Officials Deem Blaze 'Electric in Origin'
Fire spokesman says smoke smell was overlooked.
People inside Knot on Main Street could smell smoke for some time before flames were spotted, a Dunedin fire spokesman said.
“It was initially overlooked,” Dunedin Fire Division Chief Bill McElligott said.
It’s at that point, he said, he wished they’d called 9-1-1.
“We’d much rather come out and reassure you than have the latter happen,” he said.
Instead, they ran next door to Dunedin Auto Sales, where building owner Bob O’Connell was working at the time.
O’Connell brought over a fire extinguisher and attempted to put out the flames.
It was too little too late.
Fire crews closed down Bayshore Boulevard while they battled for nearly three hours to extinguish the multi-alarm blaze that Wednesday afternoon. The 55-year-old structure suffered about $150,000 in damages, lost an estimated $600,000 in contents and displaced about 50 vendors.
Dunedin fire officials deemed the June 8 blaze electrical in origin.

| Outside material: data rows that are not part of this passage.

PR #372, opened 2026-06-08
RaidFrames: Add dispel icon size

mexxman2:
Add a slider for dispel icon size because default was too big. Also found it weird that pretty much everything else is resizable except for this.


EllesmereGaming:

PR #374, opened 2026-06-09
Add option for absorbs growing from left edge of health bar.

RoastedRowlet:
absorb grows from left of frame to right.

image

At the moment its only absorbs. I couldn't seem to get healing absorbs on that side at the same time. Though it might be better this way?

image

made the option mutually exclusive with grow from right because they wouldn't make sense together.

For some reason this feature only works after a reload. I am not comfortable enough with the init code to feel comfortable changing it to refresh things.


EllesmereGaming:
this feature was actually already added in a prior update, but thank you for the PR!

PR #375, opened 2026-06-09
WIP RaidFrames: Implement change over time feature for health color

mexxman2:
Marking as WIP for now as I have yet to test it in a real environment.

It's a feature I've used a lot in Cell, but unfortunately it's kinda all over the place in Midnight, without any official updates.
Essentially it's an extension of the current Health Bar Color feature in the Buff Manager. With this you can assign 3 colors based on remaining duration. Can be a nice reminder to eg. refresh Atonements.
With current implementation:
1. Remaining duration is higher than 50%
2. Remaining duration is lower or equal to 50% (This was adjustable in Cell, but don't really think it matters too much)
3. Remaining duration is lower or equal to an adjustable number in seconds (1-5 seconds right now)


mexxman2:
Similar implementation was added, so I'm closing this

PR #378, opened 2026-06-12
QoL: Shows durability % on QoL Extras

xatzisktv:
## Summary

Adds an optional durability readout to the FPS counter so you can see your lowest equipped-item durability % alongside FPS, world MS, and local MS.

- Extends the FPS counter with a new `87% (dur)` segment that follows the same divider + value + label styling as the existing MS readouts
- Adds a **Show Durability on FPS Counter** toggle in the QoL **EXTRAS** section (disabled when the FPS counter is off)
- Extracts shared `GetLowestEquippedDurability()` logic used by both the FPS display and the existing Low Durability Warning, so both always report the same value
- Fixes missing `_lblWorld` / `_lblLocal` references so FPS label font sizing applies correctly

**Saved variable:** `EllesmereUIDB.fpsShowDurability` (defaults to off)

## Test plan

- [ ] Enable **Show FPS Counter** and confirm FPS (and optional world/local MS) still display correctly
- [ ] Enable **Show Durability on FPS Counter** and confirm `NN% (dur)` appears after the MS segments
- [ ] Damage gear or repair and confirm the % updates within ~1s
- [ ] Confirm the displayed % matches the value used by **Low Durability Warning**
- [ ] Toggle durability off — segment disappears, FPS counter remains
- [ ] Disable the FPS counter — durability segment is hidden and the durability toggle is dimmed with the "requires Show FPS Counter" tooltip
- [ ] Toggle world/local MS independently — durability always anchors after the last visible segment
- [ ] Confirm the FPS counter unlock/position entry still works with the wider frame

### DIFF
--- a/EllesmereUIQoL/EUI_QoL_Options.lua
+++ b/EllesmereUIQoL/EUI_QoL_Options.lua
@@ -590,6 +590,25 @@ initFrame:SetScript("OnEvent", function(self)
             end)
         end
 
+        -- Row 2: Show Durability on FPS Counter (left) | helper label (right)
+        _, h = W:DualRow(parent, y,
+            { type="toggle", text="Show Durability on FPS Counter",
+              tooltip="Shows lowest equipped-item durability % on the FPS counter.",
+              disabled=function()
+                return not (EllesmereUIDB and EllesmereUIDB.showFPS)
+              end,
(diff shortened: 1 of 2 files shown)


EllesmereGaming:

PR #392, opened 2026-06-18
Resource threshold colouring bugfix and UI update

asdfractal:
Bugfix: Resource threshold was not working correctly

Testing:
images of many specs tested with resource/power/health 
https://imgur.com/a/7EXW3dW

UI update:
Added a clearer text for toggle above/below for class resource bars that are not pip based
image

When creating a new threshold will set default below for spenders (eg; mana), default above for builders (eg; rage)


asdfractal:
If you just wanted the fix without any UI or above/below changes it was this
EllesmereUIResourceBars.lua:3539
```                            
curve = GetBarThresholdCurve(
                                _tsR or 1, _tsG or 0.2, _tsB or 0.2,   -- threshold color (above)
                                r, g, b,                                -- fill color (below)
                                _tsThreshCount or 30)
```

PR #411, opened 2026-06-20
[RaidFrames] introducing new frame level properties for individual components

maxzaleski:
This PR introduces user-configurable frame level control across most visual layers of the raid frames: name and health text, status overlays, indicators, aura icons, and Buff Manager indicators. 

Previously, every component's z-order was hardcoded to a fixed offset constant (such as `ns.LVL_AURA`, `ns.LVL_RAISE`), which meant users who repositioned the name text to a centre or bottom slot had no way to resolve the resulting overlap with ready-check icons, status text, or aura icons short of a source edit.

<details>
<summary>In-game example (old)</summary>

image

Targeted Spells, and indicators like Ready-Check / Summon Pending would overlap with the display name. Additionally, should one prefer to have debuffs or other auras outside of frame boundary, the hover/target border would cut these off.
</details>

<details><summary>In-game example (new)</summary>
<p>
image

Every component is displayed correctly. One will also notice on frame 2 (top-down, warrior) that both a private aura and a targeted spell are rendered at the same time; I set the TS to have a higher priority than PA. 

</p>
</details> 

## New scale

eui_rf_new_scale

| Key | Offset | Targets (by default) |
|--------|--------|--------|
| Lowest | +12 | Text (name, health) | 
| Low | +13 | Indicators | 
| Medium | +14 | Auras (defensives, debuffs, targeted spells) |
| High | +20 | Raised border(s) |
| Highest | +22 | Above border(s) | 

The philosophy behind the new scale was to maintain backwards compatibility as much as possible while providing some flexibility to the user. 

Text, indicators, and auras are now distributed over 3 distinct levels representative of their visual priority, +12, +13, and +14 respectively. The implication is that Indicators and auras no longer share the same `ns.LVL_AURA` level; auras still have a sufficient level buffer (from +14 to +20) to allow for flexible rendering. The ~~threat~~/hover/target border remains unchanged at +20. The raid-marker "always on top" behaviour also remains unchanged; however, the user can now set other elements to that same level (such as my debuffs in the prior section).

> Correction (21/06): threat border was originally set to +10; commit [bda1dd5](https://github.com/EllesmereGaming/EllesmereUI/commit/bda1dd535d79f3bbdd8d48d374881dd1092706b6) adds dropdowns for both threat and dispel borders, these are now set to "medium" and "high" respectively.

###   Buff Manager aligned, not redesigned. 

BM indicators already had a per-indicator frame-level dropdown (behindBorders → highest). Rather than adding a new pool-level key on top of that, `FRAMELVL_BASE`'s three shared tiers (medium, high, highest) is now aligned to `ns.FRAMELVL` (new scale), so BM indicators occupy the  same bands as every other component. The two BM-only fixed tiers (behindBorders=7, behindText=11) are intentional design positions - indicators explicitly placed there are exempt and unaffected. The text carrier offset was also made relative (off + 2) instead of pinned to the old fixed constant +18, which would have placed labels below their own icon at high or highest.

## Summary Changes

<details><summary>New profile properties</summary>

  | Property | Default | Function |
  |---|---|---|
  | `nameLevel` | `"lowest"` | `UpdateTextCarriersLevel` |
  | `healthTextLevel` | `"lowest"` | `UpdateTextCarriersLevel` |
  | `statusTextLevel` | `"low"` | `UpdateTextCarriersLevel` |
  | `roleIconLevel` | `"low"` | `UpdateIndicatorsLevel` |
  | `raidMarkerLevel` | `"highest"` | `UpdateIndicatorsLevel` |
  | `readyCheckLevel` | `"low"` | `UpdateIndicatorsLevel` |
  | `summonPendingLevel` | `"low"` | `UpdateIndicatorsLevel` |
  | `leaderIconLevel` | `"low"` | `UpdateIndicatorsLevel` |
  | `threatBorderLevel` | `"medium"` | `UpdateBordersLevel` |
  | `dispelBorderLevel` | `"high"` | `UpdateBordersLevel` |
  | `debuffLevel` | `"medium"` | `UpdateAurasLevel` |
  | `defLevel` | `"medium"` | `UpdateAurasLevel` |
  | `paLevel` | `"medium"` | `UpdateAurasLevel` |
  | `tsLevel` | `"lowest"` | `TS_ApplySettings` → `StyleIcon` |

</details> 

 Each controllable layer follows the same end-to-end flow: a new string key is added to the profile defaults using one of five named tiers that map to absolute frame level offsets via `s.FRAMELVL`. A corresponding Frame Level dropdown is added to the options UI, reading and writing that key through the standard SVal / SSet helpers and triggering a `ReloadAndUpdate`on change. 

On the render side, `StyleButton` creates a carrier frame for each layer and immediately calls a closure; `ns.FRAMELVL[s.<key>]` is read and applied relative to the unit button's current frame level. That closure is stored on `d` so both `ReloadFrames` and `ReloadPartyFrames` can re-invoke it when settings change without recreating any frames. The preview panel mirrors this: carrier frames are stored with `f._` prefixes at creation, and `ApplyPreviewData` re-levels them on every settings refresh so the panel stays in sync with the dropdowns in real time.

> [!IMPORTANT]
> Please note that `ReadyCheck` and `SummonPending` now have uncoupled texture frames.

## Screenshots

<details><summary>Settings</summary>
Screenshot_2026-06-20_185434
Screenshot_2026-06-20_185413

These patterns are repeated where applicable.
</details>

### DIFF
--- a/EllesmereUIRaidFrames/EUI_RF_TargetedSpells.lua
+++ b/EllesmereUIRaidFrames/EUI_RF_TargetedSpells.lua
@@ -204,6 +204,15 @@ local function StyleIcon(icon)
     local k = raid and 1 or (ns._partyIndicatorScale or 1)
     local sz = Setting(raid, "IconSize", 24) * k
     icon:SetSize(sz, sz)
+    -- Frame level: read from tsLevel/tsRaidLevel setting so the option takes effect.
+    local lvlKey = Setting(raid, "Level", "medium")
+    local parent = icon:GetParent()
+    if parent then
+        icon:SetFrameLevel(parent:GetFrameLevel() + ns.FRAMELVL[lvlKey])
+        if icon._borderFrame then
+            icon._borderFrame:SetFrameLevel(icon:GetFrameLevel() + 1)
+        end
+    end
     if icon._borderFrame then
         local PP = EllesmereUI and (EllesmereUI.PanelPP or EllesmereUI.PP)
         if PP and PP.UpdateBorder then
@@ -216,7 +225,6 @@ end
 local function CreateIcon(btn, raid)
     local icon = CreateFrame("Frame", nil, btn)
     icon._tsRaid = raid or false
-    icon:SetFrameLevel(btn:GetFrameLevel() + 12)
     icon:Hide()
 
     local tex = icon:CreateTexture(nil, "ARTWORK")
--- a/EllesmereUIRaidFrames/EUI_RaidFrames_BuffManager.lua
+++ b/EllesmereUIRaidFrames/EUI_RaidFrames_BuffManager.lua
@@ -105,7 +105,7 @@ local FRAMELVL_VALUES = {
 }
 local FRAMELVL_ORDER = { "behindBorders", "behindText", "medium", "high", "highest" }
 local FRAMELVL_BASE = {
-    behindBorders = 7,                -- below the main border (+8)
+    behindBorders = 7,                -- below the configurable threat/dispel borders (default high = +20)
     behindText    = 11,               -- below the name/health text carrier, above borders
     medium        = ns.FRAMELVL.medium,
     high          = ns.FRAMELVL.high,
@@ -855,7 +855,7 @@ function ns.BM_CreateIndicators(button, health, d, PP)
     -- Frame effect border
     local effectBorder = CreateFrame("Frame", nil, button)
     effectBorder:SetAllPoints(button)
-    effectBorder:SetFrameLevel(button:GetFrameLevel() + 11)
+    effectBorder:SetFrameLevel(button:GetFrameLevel() + ns.FRAMELVL.highest)
     effectBorder:Hide()
     if PP then PP.CreateBorder(effectBorder, 0, 1, 0, 1, 2) end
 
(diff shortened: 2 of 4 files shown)


EllesmereGaming:
wow this is an insanely well done PR, i'll look into this soon. quick question, does it make sure to set defaults to existing hardcoded values so user settings are completely unaffected unless they actively change one?

maxzaleski:
Hey Ellesmere, to my understanding `DeepMergeDefaults` will fill-in the new/missing keys at render time – I don't believe there to be any inherent conflicts with the existing layout (since most of strata setters used constants). The only caveat is that under the new scale, targeted spells are now "2" levels above what they were previously (text > indicators > TS/auras for visibility purposes). 

My understanding of the engine (EUI) as a whole is limited, but I have been consistently reloading my changes with an existing profile without any Lua errors. I will report back tomorrow with a fresh profile, and double-check that it behaves as expected. 

Edit: I would be happy to send you my current profile string should that be of any help to you.

maxzaleski:
Played with it for a reset now, feels stable. Only thing left now is to decide on the presets (notably around which border has priority over another).

EllesmereGaming:
Hey! Just wanted to say that I really appreciate your thorough work here i'm sorry EllesmereUI at the time just full launched and userbase skyrocketed and there were just too many things to do and this got lost in everything. but the PR and work was extremely appreciated, sorry this got buried in the chaos <3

McElligott said damage at the popular antiques and furniture consignment business was extensive enough that investigators were unable to isolate the fire’s source.
He said as a safety measure, he hopes all businesses will have their building checked for overloaded, out-of-date or faulty wiring.
“It’s a great idea to have an electrician go through your business,” McElligott said.